-- Opening Marker --

PR #814, opened 2019-03-04
Allow for integrated salt content

YakDriver:


YakDriver:
* Move salt-content from https://github.com/plus3it/watchmaker-content to watchmaker repo: `src/watchmaker/static/salt/content`.
* Change config so that when `salt_content: None`, Watchmaker uses base repo content (`src/watchmaker/static/salt/content`)
* Functions as before if `salt_content` attribute is something other than `None`.

YakDriver:
The default `config.yaml` is this PR has `salt_content: None`. To test this with CodeBuild, I change the `TF_VAR_tfi_common_args="-n -e dev"`, removing the `-c` pointing to a `config.yaml` that points to a Salt content zip file.

After this is worked out, we should be able to archive the watchmaker-content repo.

YakDriver:
go codebuild go

src/watchmaker/workers/salt.py
```diff
@@ -5,6 +5,7 @@
 
 import ast
 import codecs
+import distutils
```
lorengordon: Can we use `shutil.copytree`, rather than introducing a new import?

src/watchmaker/workers/salt.py
```diff
@@ -241,7 +242,7 @@ def _get_formulas_conf(self):
         ]
 
     def _build_salt_formula(self, extract_dir):
-        if self.salt_content:
+        if self.salt_content and self.salt_content != 'None':
```
lorengordon: What is the extra check here protecting us from?

src/watchmaker/workers/salt.py
```diff
@@ -254,6 +255,12 @@ def _build_salt_formula(self, extract_dir):
                 filepath=salt_content_file,
                 to_directory=extract_dir
             )
+        else:
+            local_content = os.sep.join((
+                static.__path__[0], 'salt', 'content'))
+            if os.path.exists(local_content):
+                self.log.info('Using local salt content: %s', local_content)
```
lorengordon: This wording is slightly confusing, since we're "using" it only in the sense that it is being copied to the location salt expects (or will expect) in the salt config. _Salt_ is not "using" this location. When users run watchmaker, they're generally unaware of this kind of distinction, and I think they would assume this log entry would mean the latter.

src/watchmaker/workers/salt.py
```diff
@@ -254,6 +255,12 @@ def _build_salt_formula(self, extract_dir):
...
+                distutils.dir_util.copy_tree(local_content, extract_dir)  # noqa: E501 # pylint: disable=no-member,line-too-long
```
lorengordon: Why is pylint complaining about `no-member` here?

src/watchmaker/workers/salt.py
YakDriver: `shutil.copytree` is picky: 

> The destination directory, named by _dst_, must not already exist; it will be created.

Here `extract_dir` exists when `shutil.copytree` would be used. `dir_util.copy_tree` does not require that the destination directory not exist. If _dst_/`extract_dir` is not important, I can remove it and recreate with `shutil.copytree`.

src/watchmaker/workers/salt.py
YakDriver: If `salt_content` is set to `None` in `config.yaml`, execution arrives at `_build_salt_formula()` with `self.salt_content` equal to the string `None`. It then tries to copy and extract a zip called `None`. This limited code changes elsewhere.

src/watchmaker/workers/salt.py
YakDriver: 👍

src/watchmaker/workers/salt.py
YakDriver: I wish I knew! https://stackoverflow.com/questions/18908941/unable-to-import-distutils-dir-util-on-windows/33417555

src/watchmaker/workers/salt.py
lorengordon: I think we _must_ remove the directory. That we're not may be a latent bug. Would need to trace through the setup of the salt srv directory structure to be sure.

src/watchmaker/workers/salt.py
lorengordon: Another reason not to use `distutils` 😛

src/watchmaker/workers/salt.py
lorengordon: Ahh, right, we need to fix that too. Separately, though. This kind of special handling for `'None'` is basically a user-error (ours). In yaml, it should be either an empty assignment or `null`... `salt_content:` or `salt_content: null`.

src/watchmaker/workers/salt.py
YakDriver: Will do. 👍

PR #816, opened 2019-03-05
WIP: Allow for local salt content

YakDriver:


YakDriver:
go codebuild go

YakDriver:
* Move salt-content from https://github.com/plus3it/watchmaker-content to watchmaker repo: `src/watchmaker/static/salt/content`.
* Change config so that when `salt_content: None`, Watchmaker uses included base repo content (src/watchmaker/static/salt/content)
* Works as before if `salt_content` attribute is something other than `None`.

The default `config.yaml` in this PR has `salt_content: None`. To test using Watchmaker-included content with CodeBuild, change the TF_VAR_tfi_common_args="-n -e dev", removing the -c pointing to a external config.yaml that points to an external Salt content zip file.

After this is worked out, we should be able to archive https://github.com/plus3it/watchmaker-content.

src/watchmaker/workers/salt.py
```diff
@@ -240,8 +240,17 @@ def _get_formulas_conf(self):
                 self.salt_formula_root))[1]
         ]
 
+    def _clear_copy_dir(self, src, dst, sub):
+        source = os.sep.join((src, sub))
+        destination = os.sep.join((dst, sub))
+        if os.path.exists(source):
```
lorengordon: I think if `source` doesn't exist, that's a valid error condition. We don't need to check for it, just let it raise the exception. Otherwise we get into a weird situation where it's possible for the method to "complete" without actually copying anything, and without letting the user handle the condition.

YakDriver: 👍

src/watchmaker/workers/salt.py
```diff
@@ -240,8 +240,16 @@ def _get_formulas_conf(self):
                 self.salt_formula_root))[1]
         ]
 
+    def _clear_copy_dir(self, src, dst, sub):
```
lorengordon: I think it makes more sense to handle the `sub` outside this method, as we don't really need `src` or `dst` otherwise. Function signature would be more clear as just `def _clear_copy_dir(src, dst):` (since `self` isn't used either)

confusdcodr: @YakDriver, I don't see any tests :|

YakDriver: @confusdcodr Challenge accepted.

src/watchmaker/workers/salt.py
```diff
@@ -20,6 +20,12 @@
 from watchmaker.workers.base import WorkerBase
 
 
+def _clear_copy_dir(src, dst):
```
lorengordon: If we're going to move this out of the class, then please put it in the `utils` module.

Also, what do you think about overloading the shutil `copytree` function? i.e....

```
def copytree(src, dst, force=False, **kwargs):
    if os.path.exists(dst) and force:
        shutil.rmtree(dst)
    shutil.copytree(src, dst, **kwargs)
```

YakDriver: I moved this to utils which made testing much easier. All I changed was switching the order of `if` conditions. I did not override the shutil function but used the same signature. Is that what you wanted?

YakDriver:
This is an iterative step in the right testing direction IMHO but definitely not a definitive, comprehensive suite. What tests this includes are mostly simple rather than fully probing all logical branches and problem spots.

lorengordon:
go codebuild go

setup.cfg
```diff
@@ -39,7 +39,7 @@ install_requires =
     six
     pypiwin32;platform_system=="Windows"
     PyYAML;python_version>="2.7"
-    PyYAML<4;python_version<"2.7"    
+	PyYAML<4;python_version<"2.7"
```
lorengordon: Missing a space here...

YakDriver: silly vscode 😞 - using tabs instead of spaces

YakDriver:
go codebuild go

YakDriver:
Regular codebuild isn't too useful for testing this PR since its config doesn't have `salt_content: None`. I ran on my system with args of `-n -e dev` to use included config which does have `salt_content: None`. It succeeded.

YakDriver:
go codebuild go

src/watchmaker/utils/__init__.py
```diff
@@ -58,3 +59,37 @@ def urlopen_retry(uri):
...
+            (*Default*: ``False``)
+
+        Returns:
+            :obj:`bool`:
+                ``True`` if the copy was attempted. ``False`` if not.
+
+    """
+    if force and os.path.exists(dst):
+        shutil.rmtree(dst)
+    if not ignore or not os.path.exists(dst):
```
lorengordon: This `ignore` seems a bit tortured. We're calling a function whose purpose is to copy a directory, but telling the function _not_ to copy the directory? This is the wrong place for that logic.

src/watchmaker/workers/salt.py
```diff
@@ -255,6 +260,22 @@ def _build_salt_formula(self, extract_dir):
                 to_directory=extract_dir
             )
 
+        bundled_content = os.sep.join(
+            (static.__path__[0], 'salt', 'content')
+        )
+        if os.path.exists(bundled_content):
```
lorengordon: This can't _not_ exist. That's an exception, let it raise.

src/watchmaker/workers/salt.py
```diff
@@ -255,6 +260,22 @@ def _build_salt_formula(self, extract_dir):
...
+            for subdir in next(os.walk(bundled_content))[1]:
+                if not subdir.startswith('.') and watchmaker.utils.copytree(
```
lorengordon: Yeah, rewrite this so the `if` is just a test. Setup the test, and if the test passes then run `copytree()`.

src/watchmaker/workers/salt.py
```diff
@@ -241,7 +240,13 @@ def _get_formulas_conf(self):
         ]
 
     def _build_salt_formula(self, extract_dir):
-        if self.salt_content:
+        force_copy_bundled_content = True
```
lorengordon: Figure we can get rid of these two flags as well.

lorengordon:
Superseded by #880

PR #863, opened 2019-04-19
Restricts backoff version to retain compatibility with python2.6

lorengordon:


lorengordon:
Here's the changelog indicating the backoff version that dropped py2.6 support...

* https://github.com/litl/backoff/blob/master/CHANGELOG.md#v170---2018-11-23

PR #884, opened 2019-05-09
Updates gitlab-ci to use python36 and ensurepip

lorengordon:


.gitlab-ci.yml
```diff
@@ -1,8 +1,9 @@
 image: ${IMAGE}
 
 before_script:
-  - sudo yum -y install python34 python34-pip python34-libs python34-setuptools
-  - sudo python3 -m pip install --upgrade pip
+  - sudo yum -y install python36 python36-libs python36-setuptools
+  - sudo python3.6 -m ensurepip --upgrade
```
eemperor: Shouldn't this be `python3`?

lorengordon: No, the `python3*` packages are no longer creating the `python3` symlink, just the explictly-versioned executables... We could add another line that created the symlink if we wanted, but gitlab-ci runners are generally ephemeral so there isn't much point in making the environment too user-friendly.

eemperor: I see.  Good with me.

PR #23, opened 2022-04-14
Add warp.torch to __init__

mmarcinkiewicz:
Allows to run

`import warp as wp`
`wp.torch.xx`

instead of

`import warp as wp`
`import warp.torch`
`wp.torch.xx`

### DIFF
--- a/warp/__init__.py
+++ b/warp/__init__.py
@@ -11,3 +11,4 @@ from warp.context import *
 from warp.builtins import *
 from warp.tape import *
 from warp.utils import *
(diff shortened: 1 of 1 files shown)


mmacklin:
Thanks @mmarcinkiewicz , the reason we don't currently import torch by default is to avoid putting a hard dependency on Torch in the lib. (since many users don't need it).

Perhaps we could wrap the `import torch` with a `try/except` block? Would that work?

mmacklin:
Merged in latest.

PR #25, opened 2022-05-04
fix the loading-dll-error under Windows with Python 3.8

### LINKED ISSUE #24: FileNotFoundError: Could not find module 'warp.dll'
After building from source, I encounter the following error when running tests. 

```
FileNotFoundError: Could not find module 'warp.dll' (or one of its dependencies). Try using the full path with constructor syntax.
```

After spending some time on the problem, I figured out that this is due to a bug of Python 3.8 on Windows. 

This stackoverflow post pointed out the issue.
https://stackoverflow.com/questions/59330863/cant-import-dll-module-in-python/64472088#64472088

The author of the above post has reported this bug and it has been fixed for future python versions. 
https://github.com/python/cpython/issues/86280

In short, the solution is to explicitly pass `winmode=0` to `ctypes.CDLL`. In Python 3.8, the default value of `winmode` is set to `None`, which is unintended as it is not consistent with the documentation. This argument only affects the loading logic under Windows. 

Besides this change, I also need to pass the full path of the file `warp.dll` instead of just the filename in order to successfully load the file. This is suggested in the error message above.

I'll be creating a pull request to fix this issue soon. I think python 3.8 users on Windows will encounter this problem and will benefit from the fix. 

------
**My environment**
- OS: Windows 10
- Python version: 3.8.10
- MSVC Compiler Version (cl.exe version) 19.26.28806 for x64
- Warp version: 0.1.25

DesmondZhong:
This pull request fixes #24 and makes dll loading working correctly under Windows with python 3.8.

1. By directly passing `winmode=0` to `ctypes.CDLL`, we achieve the correct default behavior. See the following posts for more details. 

> This stackoverflow post pointed out the issue.
https://stackoverflow.com/questions/59330863/cant-import-dll-module-in-python/64472088#64472088
> 
> The author of the above post has reported this bug and it has been fixed for future python versions.
https://github.com/python/cpython/issues/86280

2. The full path of `warp.dll` instead of the file name is used (L459 in `context.py`). This is now consistent with the logic under Mac (L464) and Linux (L469). Note that passing only the file name will still raise the `FileNotFound` error in my environment, so this change is necessary for me. I haven't tested it on Windows with Python 3.7 or lower yet, but I'm happy to do it if you are interested in merging this pull request!

----
**My environment**
- OS: Windows 10
- Python version: 3.8.10
- MSVC Compiler Version (cl.exe version) 19.26.28806 for x64
- Warp version: 0.1.25


shi-eric:
Looks like related changes were merged in a810b842fe82d3e0aa99871ca4f75df9ba892b4e a long time ago. Thanks for the suggestions!

PR #59, opened 2022-08-27
Marginally improve pytorch interface

half-potato:
I want to use from_pytorch to allow pytorch to handle memory allocation but I don't want to allocate unecessary memory for the gradient. This also handles the two dtypes allowed logically.

### DIFF
--- a/warp/torch.py
+++ b/warp/torch.py
@@ -11,13 +11,15 @@ import numpy
 
 
 # wrap a torch tensor to a wp array, data is not copied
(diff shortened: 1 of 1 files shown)


mmacklin:
Hi @half-potato, we recently addressed this issue in `0.8.0` so that you can override the gradient allocation in `wp.from_torch()` by setting `requires_grad=False`.

Hope that addresses your problem - if not feel free to open an issue.

Best,
Miles

PR #66, opened 2022-10-26
Fix the error when there are variables in a struct with .grad=None

PingchuanMa:
When a variable in a struct has .grad=None, it complains about the NoneType when assigning it to the struct. Bug fixed by replacing the grad with a same-dtype same-device same-shape zero array.


shi-eric:
Hey @PingchuanMa, is this still a bug? The code base has changed so much that GitHub is confused about the changes in the pull request. Please reopen a new pull request if you're interested in getting this fixed still, thanks.

PR #86, opened 2023-04-05
Add abs and sign functions for vec types and fix neg operator

kmarchais:
## Description
This pull request proposes the following changes that I personally needed:
- Implementation of the `abs` and `sign` functions for `vec` types
- Fix for a bug with the `neg` operator

## Changes Made
- `vec.h` &rarr; Added abs and sign functions for `vec` types
- `builtins.py` &rarr; Added built-in `abs` and `sign` functions for `vec` types
- `types.py` &rarr; Corrected the `neg` operator, which was expecting an extra `y` parameter.  

## Testing
I didn't change any test because I don't understand the following issues
- For the `abs` and `sign` functions, tests will probably be similar to those for `min` and `max`. However, `min` and `max` tests are not run due to slow compile time.
- While the test for the `neg` operator appeared to pass, an error was encountered when the operator was used.


c0d1f1ed:
Thanks for this proposal and the accompanying code changes!

We're going to need a different license and have contributors sign an agreement, before we can merge public MRs. We're working towards that but it might take a while.

Also, the proposed functionality in this MR all sounds very useful, but we have to balance it against the run-time compilation impact of larger headers. I'm currently working on changes that should give us more headroom for that (using pre-compiled headers), and we'll put benchmarks in place to ensure the tradeoffs are well balanced.

Thanks for your patience. Note that in the meantime you could use `@func` to write your own helper functions that implement this functionality, instead of making them part of the `wp.*` builtins.

christophercrouzet:
Hi @kmarchais, this is just to let you know that the `abs()` and `sign()` built-ins for vectors have been merged into the `main` branch, and the issue with the `neg` operator was fixed a while ago already. Thanks for your pull request!

PR #87, opened 2023-04-11
Update annotation checks to make it work with 'self' keyword

kmarchais:
## Description
With 0.8, it seems that it is not possible to define kernel functions that are members of a class because of the annotation checks to make sure that the number of arguments matches the number of annotations.
I propose this change to be able to use the `self` keyword for kernel functions except if this is not the expected behaviour.

## Changes
- `codegen.py` &rarr; do not raise the error if the number of annotations is equal to the number of arguments - 1 and the first argument is `self`

### DIFF
--- a/warp/codegen.py
+++ b/warp/codegen.py
@@ -312,7 +312,11 @@ class Adjoint:
         if overload_annotations is None:
             # use source-level argument annotations
             if len(argspec.annotations) < len(argspec.args):
-                raise RuntimeError(f"Incomplete argument annotations on function {adj.fun_name}")
+                if not (
+                    len(argspec.annotations) == len(argspec.args) - 1
+                    and argspec.args[0] == "self"
+                ):
+                    raise RuntimeError(f"Incomplete argument annotations on function {adj.fun_name}")
             adj.arg_types = argspec.annotations
         else:
             # use overload argument annotations


mmacklin:
Thank you @kmarchais! Let me ask @nvlukasz  to review this and make the change internally if he agrees.

Best,
Miles

nvlukasz:
Nice catch @kmarchais, I will take a look.  Thanks!

nvlukasz:
Hi @kmarchais, it is possible to declare kernels as methods in a class, but you can omit the `self` parameter.  A Warp kernel cannot take a Python object as an argument, so a class instance passed as `self` could not be used in the kernel code.

This works fine currently:
```python
class Foo:

    @wp.kernel
    def hello(x: int):
        print(x)

# launch with instance
foo = Foo
wp.launch(foo.hello, dim=1, inputs=[42])

# launch with class
wp.launch(Foo.hello, dim=1, inputs=[42])
```

We _could_ allow passing an undecorated first argument to kernels declared in a class, but they still could not be used in the kernel body.  A Warp kernel declared in a class is not really an instance method - it's more like a static method.

Possibly I'm missing something?  Could you share a bit more info about your use case?

kmarchais:
My bad! I confused, I'm too used to use the self keyword, indeed it is not necessary in this case. Thank you!

Issue #90, opened 2023-04-23
fileno


mingno:
### in Maya

Error: AttributeError: file C:\Users\mingn\AppData\Roaming\Python\Python37\site-packages\warp\__init__.py line 9: 'maya.Output' object has no attribute 'fileno'

### in Blender

Traceback (most recent call last):
  File "<blender_console>", line 1, in <module>
  File "C:\Program Files\Blender Foundation\Blender 3.5\3.5\python\lib\site-packages\warp\__init__.py", line 9, in <module>
    faulthandler.enable()
io.UnsupportedOperation: fileno

mmacklin:
Hmm, thanks @mingno - this could be due to the recent addition of the `faulthandler`. I will look to disable this or at least handle these exceptions.

Best,
Miles

c0d1f1ed:
Thanks @mingno for reporting this! Could you give https://github.com/NVIDIA/warp/pull/92 a try?

mmacklin:
We have disabled the `faulthandler` on init so I will close this for now.

PR #92, opened 2023-04-25
Conditionally restore faulthandler support

c0d1f1ed:
Some environments may override `sys.stderr` with a stream object which does not have the `fileno` attribute, which faulthandler relies on.

Issue: #90


c0d1f1ed:
Re-created as an internal MR.

PR #163, opened 2023-11-30
Support overriding the LLVM project source directory path

c0d1f1ed:
If `--build_llvm` is specified we previously cloned the LLVM project
Git repository from https://github.com/llvm/llvm-project.git into
`external/llvm-project`.

This change adds an additional `--llvm_source_path` build argument for
specifying a path to an existing LLVM project repo. Note that currently
it needs to be the `llvmorg-15.0.7` tag revision.


c0d1f1ed:
This was merged as 18aff4d89a94d48ae2ddc976bbd2341e28ca4bc7.

PR #195, opened 2024-03-19
[XPBD] Project tetrahedra constraints at once

jjcasmar:
According to "Parallel block Neo-Hookean XPBD using graph clustering", projecting tetrahedra constraints at once instead of first the deviatoric term and then the hidrostatic term may lead to a significant convergence improvement. 

This patch adds that.

I am not sure if you accept external contributions or if you are event interested in something like this, so the submitted code is not tested, and most probably doesn't really work. If you are interested, I can review it so it passes tests


shi-eric:
Closing this pull request as `warp.sim` has been removed from Warp, with work continuing in the Newton project. Sorry we weren't able to get this merged.

PR #221, opened 2024-05-22
Add extras for tests and the usd features to pyproject.toml

cadop:
Using extras is convenient in setup.py for users, but also allows for specific versioning requirements.


shi-eric:
Can you stick these into `[project.optional-dependencies]` of [pyproject.toml](https://github.com/NVIDIA/warp/blob/main/pyproject.toml) instead?

cadop:
I moved to `pyproject.toml`. I see a `dev` extra, should that be included in the readme as an optional pip install arg?

shi-eric:
> I moved to `pyproject.toml`. I see a `dev` extra, should that be included in the readme as an optional pip install arg?

Thanks! I think we will document the `[dev]` option separately when we more specifically document how other developers outside NVIDIA can contribute to Warp as we've only recently received clarification from legal that our existing license allows for such contributions.

I briefly discussed your PR with @mmacklin last week, and I think it is better if you just add everything under `extras`, e.g. 

```
extras = ['usd-core', 'matplotlib', 'pyglet']
```

It seems that having a `warp-lang[extras]` that only installs `usd-core` isn't much more convenient than just doing a `pip instal usd-core`, and the name `warp-lang[examples]` might be misleading as it is the example dependencies that are installed, not the examples themselves.

Anyway, I want to use your MR to develop a process for getting external contributions back into the Warp codebase, but it might take a few days. As you might have noticed we do our development on an internal repo and then push those changes to GitHub. Eventually we want to migrate development to be GitHub-first, but there are many things that have to happen first before we can do this.

So this PR likely won't be merged directly on GitHub when approved, but someone will probably grab your commits and merge them to our internal repo first, and then close the PR when everything is merged. You should still get credit for the contribution in the commit log. Just giving you a heads up about what's going on behind the scenes!

cadop:
Updated to just the extras arg. 

Thanks for the heads up on the gitlab mirror. Happy to help test future PR processes :)

shi-eric:
Hey @cadop, your PR is now in Warp! https://github.com/NVIDIA/warp/commits?author=cadop

There was a hiccup when doing the merge initially on GitLab. We normally have squash merge turned on, so when all your merges were squashed into a single commit, I became the author. I needed to revert the merge and then merge your changes again, this time turning the squash merge option off. This means that we will have to have the author clean up their PR commit history in the future rather than relying on the system to squash-merge. I've made a note of this.

Please close this PR if you are satisfied with the resolution. Thanks!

-- Closing Marker --

Problem requirements >> What is the number of lines in the listing that contain the string "kernel"? Reply with that number alone.

Answer below >> 5